Obviously a lot of work has gone into the implementation of this service check and the accompanying documentation. A qualified VMware and Nagios systems administrator will have no issue getting things up and running with relative ease.

In my case I am using a single Nagios server and a single VMA appliance (new for this purpose) to monitor two vCenter systems and the underlying clusters, hosts and guests.

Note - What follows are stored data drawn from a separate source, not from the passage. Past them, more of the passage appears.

PR #411, opened 2026-05-08
fix: exponential backoff for LiveKit reconnection

RaggedR:
## Summary

- Replace single-attempt reconnection with 3-attempt exponential backoff (2s → 4s → 8s)
- Show attempt count in UI banner: "Connection lost — reconnecting (2/3)…"
- Abort immediately on auth errors (won't resolve with retries)
- All existing `_disposed` guards preserved at every await point
- Falls through to permanent "connection lost" after all attempts fail

Previously a network blip lasting >2 seconds caused permanent disconnection with no further recovery.

## Test plan

- [x] `flutter analyze` — no new issues
- [x] `flutter test` — 1474 tests pass (existing reconnection tests still pass)
- [ ] Simulate network drop: verify 3 retry attempts with increasing delays
- [ ] Verify successful reconnection mid-retry restores video/chat
- [ ] Verify leaving room during retry delay does not cause use-after-free

### DIFF
--- a/lib/rooms/room_session.dart
+++ b/lib/rooms/room_session.dart
@@ -217,6 +217,14 @@ class RoomSession {
         liveKitService.connectionLost.listen(_handleConnectionLost);
   }
 
+  // Backoff schedule: 2s, 4s, 8s.
+  static const _maxReconnectAttempts = 3;
+  static const _reconnectDelays = [
+    Duration(seconds: 2),
+    Duration(seconds: 4),
+    Duration(seconds: 8),
+  ];
+
   Future<void> _handleConnectionLost(String? reason) async {
     _log.warning('LiveKit connection lost: $reason');
     if (_isReconnecting || _disposed) return;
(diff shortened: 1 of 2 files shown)


nickmeinhold:

Maxwell (same-family review): APPROVE — DI seam matches Carnot's #380 prescription, `_disposed` discipline preserved, three meaningful tests covering max-attempts/auth-abort/2nd-attempt-success.

Carnot (adversarial): **REQUEST_CHANGES** with four findings. Carnot is correct on all four; please address before re-review.

### High — leave/reconnect race
`liveKitService.connect()` is uncancellable; `leave()` can dispose the same service mid-call. The `_disposed` check after the await prevents *notifier mutation* but not the *connect side-effect*. A leave/rejoin during token fetch can leave the old `LiveKitService` completing after it was removed, leaking a stale room into the new session. Same shape as yesterday's #380 use-after-dispose catch — `_disposed` is reactive, not preventative.

**Fix:** either serialize `leave()` against an in-flight reconnect (await it), or carry a cancellation token into `connect()` so it bails before establishing transport.

### Medium — `alreadyConnected` treated as retryable failure
The loop body checks `connected` and `tokenAuthError`, then continues retrying for everything else — including `ConnectionResult.alreadyConnected`. If another path restores the service mid-delay, the loop reports final failure (line 129-130) while LiveKit is actually connected, and skips `_onReconnectWorld()` + media enablement.

**Fix:** treat `alreadyConnected` like `connected` (success path).

### Medium — retry exhaustion is not terminal
After all 3 attempts fail, `_isReconnecting` resets in `finally` and the `connectionLost` subscription is still armed. A stale or duplicate `connectionLost` event will fire the entire 2/4/8s loop again. The 3-attempt cap protects each loop instance but not the meta-loop across event firings — that's the retry-storm shape this PR was meant to avoid.

**Fix:** add a terminal `_reconnectExhausted` flag, or unsubscribe the loss-listener until an explicit user action (rejoin button, etc.) re-arms it.

### Low — mutable `_reconnectDelays`
`_reconnectDelays` is stored as a mutable `List<Duration>`. Caller mutating it during a reconnect could throw or alter retry timing.

**Fix:** `List.unmodifiable(reconnectDelays ?? _defaultReconnectDelays)`.

### Not flagged
- `_listenForConnectionLoss()` does cancel-before-resubscribe, so no duplicate subscription on success.
- `_disposed` checks at all the right yield points are correct.
- `tokenAuthError` short-circuit is the right call.

cc @RaggedR — happy to pair on the cancellation approach if useful.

I did initially have an issue in which some instances of the service check failed on one of the vCenter servers, but this was traced to a problem with the vCenter embedded database, and the issue "magically" resolved itself after a database rebuild.
byfusfeld, June 27, 2014
Plugin had a couple hiccups to get installed but the author was incredibly helpful and we were able to work past it. Still by far the best documented plugin i've seen, and works as advertised. Very very helpful.
byssmiller_gfsu, May 6, 2014
1 of 1 people found this review helpful
This plugin seems far more complete then most others. I found a few minor bugs with Cluster_Memory_Usage, Cluster_CPU_Usage, and Host_Status. The diff file will fix this as of 5/6/2014):

vi-admin@mpvmat:~> diff -u orig/box293_check_vmware.pl box293_check_vmware.pl
--- orig/box293_check_vmware.pl 2014-05-06 10:09:44.000000000 -0400
+++ box293_check_vmware.pl 2014-05-06 14:55:18.000000000 -0400
@@ -714,7 +714,7 @@
my $host_maintenance_mode = $cluster_current_host->get_property('summary.runtime.inMaintenanceMode');

# See if the host is in maintenance mode
- if ($host_maintenance_mode eq 'true') {
+ if ($host_maintenance_mode eq 'false') {
# Get the overall CPU used by the current host
my $cluster_cpu_usage_current_host = $cluster_current_host->get_property('summary.quickStats.overallCpuUsage');
# Convert the $cluster_cpu_usage_current_host to SI
@@ -726,7 +726,7 @@
# Get how many cores this host has
$cpu_cores_available = $cpu_cores_available + $cluster_current_host->get_property('summary.hardware.numCpuCores');

- } # End if ($host_maintenance_mode eq 'true') {
+ } # End if ($host_maintenance_mode eq 'false') {
} # End if ($host_uptime_state_flag == 0) {
} # End if ($host_connection_state_flag == 0) {
} # End foreach (@{$cluster_hosts}) {
@@ -1181,7 +1181,7 @@
my $host_maintenance_mode = $cluster_current_host->get_property('summary.runtime.inMaintenanceMode');

# See if the host is in maintenance mode
- if ($host_maintenance_mode eq 'true') {
+ if ($host_maintenance_mode eq 'false') {
# Get the overall memory used by the current host
my $cluster_memory_usage_current_host = $cluster_current_host->get_property('summary.quickStats.overallMemoryUsage');
# Convert the $cluster_memory_usage_current_host to SI
@@ -1189,7 +1189,7 @@

# Add this to cluster_memory_usage
$cluster_memory_usage = $cluster_memory_usage + $cluster_memory_usage_current_host;
- } # End if ($host_maintenance_mode eq 'true') {
+ } # End if ($host_maintenance_mode eq 'false') {
} # End if ($host_uptime_state_flag == 0) {
} # End if ($host_connection_state_flag == 0) {
} # End foreach (@{$cluster_hosts}) {
@@ -4167,7 +4167,7 @@
} # End if (defined($host_issues)) {

# See if the host is in maintenance mode
- if ($host_maintenance_mode eq 'false') {
+ if ($host_maintenance_mode eq 'true') {
$exit_message = Build_Exit_Message('Exit', $exit_message, 'Host in Maintenance Mode');
$exit_state = Build_Exit_State($exit_state, 'OK');
$host_status_flag = 1;
Owner's reply

Thanks for that ssmiller_gfsu, these have all been fixed in release 2014-05-10.